Events like that one were also what put an end to legitimate research with the psychedelic drugs for 40 years. Only in the last few years has science regained access to these promising compounds.
And no doubt the swinging sixties had something to do with the rise of antibiotic resistant bacterial strains.
Hey Revere, be glad you didn't go, you might have caught something nasty. With a few exceptions such as warriors in combat, the pride in saying you were in a place where history was made, doesn't quite measure up to the sensation of projectile vomiting or explosive diarrhea.

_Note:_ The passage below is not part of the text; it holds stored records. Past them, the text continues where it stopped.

PR #61, opened 2024-11-28
Added SAM2 into detector framework

mich889:
Added SAM2 into models 
Results are shown here: https://docs.google.com/presentation/d/1ZsbVOOaRL18q__D5IOIF2D-fgIMiABEKhd8ECb8XieA/edit#slide=id.g31ae21ffab1_0_24
To install sam2 follow instructions [here](https://github.com/facebookresearch/sam2)
But essentially you must run
```
git clone https://github.com/facebookresearch/sam2.git && cd sam2

pip install -e .
```
and to install checkpoints:
```
cd checkpoints && \
./download_ckpts.sh && \
cd ..
```

NOTE: iopath versions are incompatible between SAM2 (iopath>=0.1.10) and Detectron2 (iopath<0.1.10,>=0.1.7) which may lead to issues when trying to use them simultaneously in tree detector framework.


tree_detection_framework/detection/detector.py
```diff
@@ -421,6 +422,184 @@ def save_model(self, save_file: PATH_TYPE):
...
+            # Get prediction scores
+            scores = [dic["stability_score"] for dic in pred]
+            # unlabelled masks
+            labels = None
+            all_data_dicts.append({"score": scores, "labels": labels})
+
+        return all_geometries, all_data_dicts
+
+
+class SAMV2Detector(Detector):
```
russelldj, line 514: It looks like this class is duplicated, I assume a simple copy/paste error. Is there something I'm missing?

tree_detection_framework/detection/detector.py
```diff
@@ -421,6 +422,184 @@ def save_model(self, save_file: PATH_TYPE):
...
+    def __init__(self):
+        self.device = (
+            torch.device("cuda") if torch.cuda.is_available() else torch.device("cpu")
```
russelldj, line 517: This patterns shows up a fair bit, we could could make `DEVICE` or `DEFAULT_DEVICE` a constant in `tree_detection_framework/constants.py`.

tree_detection_framework/detection/detector.py
```diff
@@ -421,6 +422,184 @@ def save_model(self, save_file: PATH_TYPE):
...
+        )
+
+    def setup_predictor(self):
```
russelldj, line 520: This `setup_predictor` method was probably a bad design choice on our part since it means that the model is created from scratch for each batch. You can leave this as-is, or if you have a way you want to refactor the class to only create the model once you are welcome to do it.

tree_detection_framework/detection/detector.py
```diff
@@ -421,6 +422,184 @@ def save_model(self, save_file: PATH_TYPE):
...
+        sam2_checkpoint = "checkpoints/sam2.1_hiera_large.pt"
+        model_cfg = "configs/sam2.1/sam2.1_hiera_l.yaml"
```
russelldj, line 522: I think it could be useful to have these as parameters which can be defaulted to the current values. But it's fine as-is.

russelldj: Also, does data need to be copied somewhere for these paths to work out?

tree_detection_framework/detection/detector.py
```diff
@@ -421,6 +422,184 @@ def save_model(self, save_file: PATH_TYPE):
...
+        """
+        self.setup_predictor()
+
+        with torch.no_grad():
+            masks = []
+            for original_image in batch:
+                original_image = (
+                    original_image.permute(1, 2, 0).byte().numpy()
+                )  # (4, h, w)
+                # permuted_image = original_image.permute(1, 2, 0)
```
russelldj, line 547: Can you please remove the old code?

tree_detection_framework/detection/detector.py
```diff
@@ -421,6 +422,184 @@ def save_model(self, save_file: PATH_TYPE):
...
+        Returns:
+            masks List[List[Dict]]: list of dictionaries for each mask in the batch
+        """
+        self.setup_predictor()
+
+        with torch.no_grad():
+            masks = []
+            for original_image in batch:
+                original_image = (
+                    original_image.permute(1, 2, 0).byte().numpy()
```
russelldj, line 545: I assume you confirmed the model expects a byte image (0-255) and not something else, such as float 0-1?

tree_detection_framework/detection/detector.py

no thanks: A word of caution about your childhood intuitions. The idea that disease comes from garbage, another version of the miasma theory, is what held up medical science for a few thousand years. In fact decaying organic matter is not the cause of disease. So you might want to rethink this. Moreover Woodstock and the 60s didn't put an end to research in psychoactive drugs. Big Pharma and agribusiness are the ones we can thank for antibiotic resistance. Dirty hippies are a convenient but misplaced target.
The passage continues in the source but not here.